I think the bike represents the best of human achievements and culture (except for all those arrogant racing pricks). It represents less of everything, while our economic structure is based on more cars and, simply, more of everything:
- more debt
- more consumption
- more energy
- more war
- more healthcare and less health
- more technology (smart grids, 4G, CAT scanners, boysenberries, ThinkPads, 3D tvs)

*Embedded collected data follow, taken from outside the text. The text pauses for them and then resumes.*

PR #1157, opened 2017-05-23
System binding data tweaks

mathewc:
A few proposed SystemBindingData renames. These renames change end user expressions to:

- `{sys.guid}`
- `{sys.datetime}`

This makes things consistent with the existing legacy built-ins supported:

- `{datetime}`
- `{guid}`  ** this one is new ***
- `{rand-guid}`

### DIFF
--- a/src/Microsoft.Azure.WebJobs.Host/Bindings/Path/BindingParameterResolver.cs
+++ b/src/Microsoft.Azure.WebJobs.Host/Bindings/Path/BindingParameterResolver.cs
@@ -21,6 +21,7 @@ namespace Microsoft.Azure.WebJobs.Host.Bindings.Path
         {
             // create the static set of built in system resolvers
             _resolvers = new Collection<BindingParameterResolver>();
+            _resolvers.Add(new GuidResolver());
             _resolvers.Add(new RandGuidResolver());
             _resolvers.Add(new DateTimeResolver());
         }
@@ -74,8 +75,26 @@ namespace Microsoft.Azure.WebJobs.Host.Bindings.Path
             return null;
         }
 
-        // This is an alias for 'sys.randguid'
-        private class RandGuidResolver : BindingParameterResolver
+        // This is an alias for 'sys.guid'
+        private class GuidResolver : BindingParameterResolver
+        {
+            public override string Name
+            {
+                get
+                {
+                    return "guid";
+                }
+            }
+
+            public override string Resolve(string value)
+            {
+                string format = GetFormatOrNull(value);
+                var val = new SystemBindingData().Guid;
+                return BindingDataPathHelper.ConvertParameterValueToString(val, format);                
+            }
+        }
+
+        private class RandGuidResolver : GuidResolver
         {
             public override string Name
             {
@@ -84,18 +103,8 @@ namespace Microsoft.Azure.WebJobs.Host.Bindings.Path
                     return "rand-guid";
                 }
             }
-
-            public override string Resolve(string value)
-            {
-                string format = GetFormatOrNull(value);
-                var val = new SystemBindingData().RandGuid;
-                return BindingDataPathHelper.ConvertParameterValueToString(val, format);                
-            }
         }
 
-        // This can't be aliases to 'sys.UtcNow' because
-        // 'sys.UtcNow' always resolves to DateTime.UtcNow. 
-        // But 'datetime' may either resolve to user bidning data or to DateTime.UtcNow.        
         private class DateTimeResolver : BindingParameterResolver
         {
             public override string Name
@@ -109,7 +118,7 @@ namespace Microsoft.Azure.WebJobs.Host.Bindings.Path
             public override string Resolve(string value)
             {
                 string format = GetFormatOrNull(value);
-                var val = new SystemBindingData().UtcNow;
+                var val = new SystemBindingData().DateTime;
                 return BindingDataPathHelper.ConvertParameterValueToString(val, format);
             }
         }
--- a/src/Microsoft.Azure.WebJobs.Host/Bindings/SystemBindingData.cs
+++ b/src/Microsoft.Azure.WebJobs.Host/Bindings/SystemBindingData.cs
@@ -19,7 +19,7 @@ namespace Microsoft.Azure.WebJobs.Host.Bindings
         // The public name for this binding in the binding expressions. 
         public const string Name = "sys";
 
-        // An internal name for this binding that uses characters that gaurantee it can't be overwritten by a user. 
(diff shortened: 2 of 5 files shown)


src/Microsoft.Azure.WebJobs.Host/Bindings/Path/BindingParameterResolver.cs
```diff
@@ -74,28 +75,36 @@ protected string GetFormatOrNull(string value)
             return null;
         }
 
-        // This is an alias for 'sys.randguid'
-        private class RandGuidResolver : BindingParameterResolver
+        // This is an alias for 'sys.guid'
+        private class GuidResolver : BindingParameterResolver
```
mamaso: what's the difference between guid and randguid?

mathewc: Same thing. I regret the name "rand-guid" so I'm aliasing it

mamaso: Oh great, sounds good :)

src/Microsoft.Azure.WebJobs.Host/Bindings/Path/BindingParameterResolver.cs
```diff
@@ -74,28 +75,36 @@ protected string GetFormatOrNull(string value)
...
                 return BindingDataPathHelper.ConvertParameterValueToString(val, format);                
             }
         }
 
-        // This can't be aliases to 'sys.UtcNow' because
-        // 'sys.UtcNow' always resolves to DateTime.UtcNow. 
-        // But 'datetime' may either resolve to user bidning data or to DateTime.UtcNow.        
+        private class RandGuidResolver : GuidResolver
+        {
+            public override string Name
```
mamaso: nit: `public override string Name => "rand-guid"`

src/Microsoft.Azure.WebJobs.Host/Bindings/Path/BindingParameterResolver.cs
```diff
@@ -74,28 +75,36 @@ protected string GetFormatOrNull(string value)
             return null;
         }
 
-        // This is an alias for 'sys.randguid'
-        private class RandGuidResolver : BindingParameterResolver
+        // This is an alias for 'sys.guid'
+        private class GuidResolver : BindingParameterResolver
         {
             public override string Name
```
mamaso: nit: `=> "guid"`

src/Microsoft.Azure.WebJobs.Host/Bindings/Path/BindingParameterResolver.cs
MikeStall: >GuidResolver [](start = 22, length = 12)

I'd prefer we deprecate (ie, not expand) this entire path, not add any new BindingParameterResolver, and instead push people down  {sys} instead.

src/Microsoft.Azure.WebJobs.Host/Bindings/SystemBindingData.cs
```diff
@@ -36,14 +36,14 @@ internal class SystemBindingData
...
-        /// Get the current UTC date. 
+        /// Get the current UTC date. This returns the current value each time it is called.
         /// </summary>
-        public DateTime UtcNow => DateTime.UtcNow;
+        public DateTime DateTime => DateTime.UtcNow;
 
         /// <summary>
         /// Return a new random guid. This create a new guid each time it's called.
         /// </summary>
-        public Guid RandGuid => Guid.NewGuid();
```
MikeStall: >RandGuid [](start = 20, length = 8)

Ok. Although, I kind of prefer having 'RandGuid' since it's clearer about the source, and less ambiguous about which guid we're referring to.

src/Microsoft.Azure.WebJobs.Host/Bindings/SystemBindingData.cs
```diff
@@ -36,14 +36,14 @@ internal class SystemBindingData
         public string MethodName { get; set; }
 
         /// <summary>
-        /// Get the current UTC date. 
+        /// Get the current UTC date. This returns the current value each time it is called.
         /// </summary>
-        public DateTime UtcNow => DateTime.UtcNow;
+        public DateTime DateTime => DateTime.UtcNow;
```
MikeStall: >DateTime [](start = 24, length = 8)

We really should include the timezone, just like System.DateTime.UtcNow does. Avoids the confusion and accidentally mistaking this for local time. .

MikeStall:
:clock1:

src/Microsoft.Azure.WebJobs.Host/Bindings/Path/BindingParameterResolver.cs
mathewc: Well, we could say that you can't use "guid" but I think that would be inconsistent. Definitely going forward we won't add any new ones here. This instance is just special because I'm adding a new alias for an existing feature.

src/Microsoft.Azure.WebJobs.Host/Bindings/SystemBindingData.cs
mathewc: We could leave it RandGuid. I just always thought "rand" was strange - it's a new guid so its randomness is implicit. Also there is a symmetry with "DateTime" if we just use "Guid" - it's the type name. I could go either way on this.

src/Microsoft.Azure.WebJobs.Host/Bindings/SystemBindingData.cs
mathewc: I'm trying to keep these consistent with the existing built-ins. That's what I have now in this PR - the same identifiers work in both paths. I think it's fine that the fact that the DateTime is UTC is just implicit - that's what we have now for {datetime}.

src/Microsoft.Azure.WebJobs.Host/Bindings/Path/BindingParameterResolver.cs
MikeStall: But we want to deprecate this altogether!   I never want somebody to write {guid}; only {sys.guid} . This is adding a codepath that we never want somebody to actually take. 



---
In reply to: [118123998](https://github.com/Azure/azure-webjobs-sdk/pull/1157#discussion_r118123998) [](ancestors = 118123998)

mathewc:
Chatted offline - we're going to keep sys.UtcNow and sys.RandGuid. We'll live with the mismatch between the old name {datetime}.

PR #1161, opened 2017-05-25
Removing Unused Performance Project

hhawkins:


WebJobs.sln
```diff
@@ -1,7 +1,7 @@
 ﻿
 Microsoft Visual Studio Solution File, Format Version 12.00
 # Visual Studio 15
-VisualStudioVersion = 15.0.26403.7
+VisualStudioVersion = 15.0.26430.6
```
mathewc: You need to update your VS?

mathewc: My bad - you're actually on a later version. I'll update my VS :)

- more imported poorly made Chinese consumables
- more driving to farther out suburban sprawl
- more productive job losses
- more services in support of a dwindling productive job base
- more financial services in support of a dwindling productive job base (fees, surcharges, derivatives, CDOs, REITs, credit default swaps, insurance requirements)
- more taxation
- more entitlement programs for "incapable" Americans
- more drones
- more 3,200 sq ft Garage Majals
- more anger towards non-Christians
- more roads, freeway interchanges, and bridges
- more mindless reality based entertainment featuring overindulgent wealthy socialites
- more something-for-nothing charades (Indian casinos, A Minute To Win It, who wants to be a millionaire)
- more share of total wealth for the top 2%
- more processed corn and soybean foodstuffs by multinational agribusiness
- more productivity by fewer workers and greater corporate returns for shareholders
I simply advocate less of the more and more of the less.